■ EXERCISE ■
Of all the lines in the records below, copy only those that contain the string "true".

(Data items)
════════════════

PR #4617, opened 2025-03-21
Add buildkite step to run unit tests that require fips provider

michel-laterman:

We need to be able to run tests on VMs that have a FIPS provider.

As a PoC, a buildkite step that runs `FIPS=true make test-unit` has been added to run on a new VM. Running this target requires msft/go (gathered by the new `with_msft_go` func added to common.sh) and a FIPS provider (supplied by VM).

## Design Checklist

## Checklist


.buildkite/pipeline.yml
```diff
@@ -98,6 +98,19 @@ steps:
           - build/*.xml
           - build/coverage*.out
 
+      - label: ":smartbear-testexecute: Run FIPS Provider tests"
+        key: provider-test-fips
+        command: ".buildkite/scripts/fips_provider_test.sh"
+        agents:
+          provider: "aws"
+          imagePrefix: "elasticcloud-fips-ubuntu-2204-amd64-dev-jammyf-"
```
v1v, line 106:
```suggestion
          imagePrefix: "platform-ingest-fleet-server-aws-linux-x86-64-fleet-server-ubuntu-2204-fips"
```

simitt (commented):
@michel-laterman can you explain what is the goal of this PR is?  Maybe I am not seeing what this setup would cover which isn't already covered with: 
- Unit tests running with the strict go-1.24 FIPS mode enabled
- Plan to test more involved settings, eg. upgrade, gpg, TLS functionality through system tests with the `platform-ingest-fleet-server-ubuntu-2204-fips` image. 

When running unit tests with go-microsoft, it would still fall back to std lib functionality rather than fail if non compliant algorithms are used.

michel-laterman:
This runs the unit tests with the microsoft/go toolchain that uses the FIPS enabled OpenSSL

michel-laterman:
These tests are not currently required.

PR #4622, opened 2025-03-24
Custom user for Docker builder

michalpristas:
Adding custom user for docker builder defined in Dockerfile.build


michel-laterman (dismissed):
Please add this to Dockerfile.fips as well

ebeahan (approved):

════════════════

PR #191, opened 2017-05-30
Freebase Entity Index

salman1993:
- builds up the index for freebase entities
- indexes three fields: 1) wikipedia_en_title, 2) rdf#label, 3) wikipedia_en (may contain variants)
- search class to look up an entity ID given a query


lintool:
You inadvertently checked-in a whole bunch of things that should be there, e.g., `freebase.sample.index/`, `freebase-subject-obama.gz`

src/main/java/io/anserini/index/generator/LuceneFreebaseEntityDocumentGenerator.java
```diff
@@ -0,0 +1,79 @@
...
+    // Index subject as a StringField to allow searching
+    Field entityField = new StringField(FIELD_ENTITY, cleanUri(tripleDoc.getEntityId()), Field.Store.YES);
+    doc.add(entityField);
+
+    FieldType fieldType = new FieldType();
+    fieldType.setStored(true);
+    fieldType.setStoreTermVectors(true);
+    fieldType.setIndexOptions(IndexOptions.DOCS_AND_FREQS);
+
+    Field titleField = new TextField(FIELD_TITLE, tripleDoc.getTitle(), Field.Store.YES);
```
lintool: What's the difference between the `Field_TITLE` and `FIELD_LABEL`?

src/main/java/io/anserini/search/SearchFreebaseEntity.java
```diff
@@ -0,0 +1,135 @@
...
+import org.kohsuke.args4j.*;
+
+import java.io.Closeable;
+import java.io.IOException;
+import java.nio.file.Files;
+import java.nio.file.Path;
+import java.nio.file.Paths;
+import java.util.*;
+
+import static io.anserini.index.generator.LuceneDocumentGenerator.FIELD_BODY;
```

════════════════

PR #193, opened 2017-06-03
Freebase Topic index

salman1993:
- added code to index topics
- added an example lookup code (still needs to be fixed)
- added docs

════════════════

■ WRITTEN REPLY ■
As a PoC, a buildkite step that runs `FIPS=true make test-unit` has been added to run on a new VM. Running this target requires msft/go (gathered by the new `with_msft_go` func added to common.sh) and a FIPS provider (supplied by VM).
+    fieldType.setStored(true);
+    fieldType.setStoreTermVectors(true);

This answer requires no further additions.